Thursday, October 19, 2006

The Garden

This photo is from a day or two after I sowed this plot behind our building with seeds sent from the states, and these are the guys that helped me.

Unpictured is a British fellow named Alex, who's away on vacation, but who has struggled mightily to get something growing back here. When he gets back we'll probably plant the back 40. Back during the summer the murderous mid-east sun and heat killed everything we planted. In Baghdad, everything must be watered EVERY morning - and we just weren't getting the help. With these guys looking after things, and the weather about 20 degrees cooler - there's hope.


From left: Abbas, me, Ali, and I think - Ali. Both Shiites. (Ali is a Shiite name, for the uninitiated) And from Sadr City, like most of the guys that work here. They're probably spies for Jeish Al Meidi, which is Moqtada Al Sadr's militia. We had some guys from our IT help-desk - (IT HELP DESK!!) test positive for explosive residue during a routine check a few months ago, and they were quietly dispensed with. In Arabia, the outsider soon learns that nothing is as it seems. Notice these guys aren't smiling in either photo . . .

Ah, there's that smile! (Once the American is removed!)

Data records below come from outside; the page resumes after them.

PR #17501, opened 2015-10-01
Do not schedule calls to Embedly, rely on content changes detected by…

leogrim:
… our own scrapers 

@andrewconner


andrewconner:
:+1:

PR #17504, opened 2015-10-01
Start using gulp-svgstore instead of custom ruby script for symbol sprites

jaredpetker:
@cvializ @andrewconner 

This moves over to a more standard way to build these symbol svgs using already existing node packages / gulp tasks and move off of our custom ruby script.

Also lays some groundwork with some thoughts I had on being able to color svgs more fully. Currently you can only change the fill color of an svg, this adds the ability to be able to specify values for keys in each svg, such as

`<path stroke="color1" ....`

One of the problems we had growing stuff here, (one of the complications) is that these guys would dump their mop buckets right here into the soil. They had already succeeded in clogging the street-drain nearby via this method. I bring this up because its so emblematic of Iraqis and their approach to problems, (which is itself emblematic of yet larger problems). They're hired to clean this building, and some of them are only responsible for keeping the plants alive. The gardeners care nothing if a cleaner dumps his poisonous buckets on the plants, and the cleaners think nothing of dumping their trash somewhere else. (We've had instances where Baghdadis who weren't getting their trash picked up (usually because trash-collectors were getting shot) dumping their trash in other neighborhoods where the trash was still being collected, by some miracle. To drive around Baghdad is to marvel that any trash has ever been picked up.


Seeds sowed, ready to grow. (In rich, history-laden, fertile, POISONED Mesopotamian soil). Still, these are AMERICAN seeds - and I have faith that they'll find a way.

SUBTEXT - if you want democracy to work in Iraq - you're going to have to move in Mormons . . . by the boatload.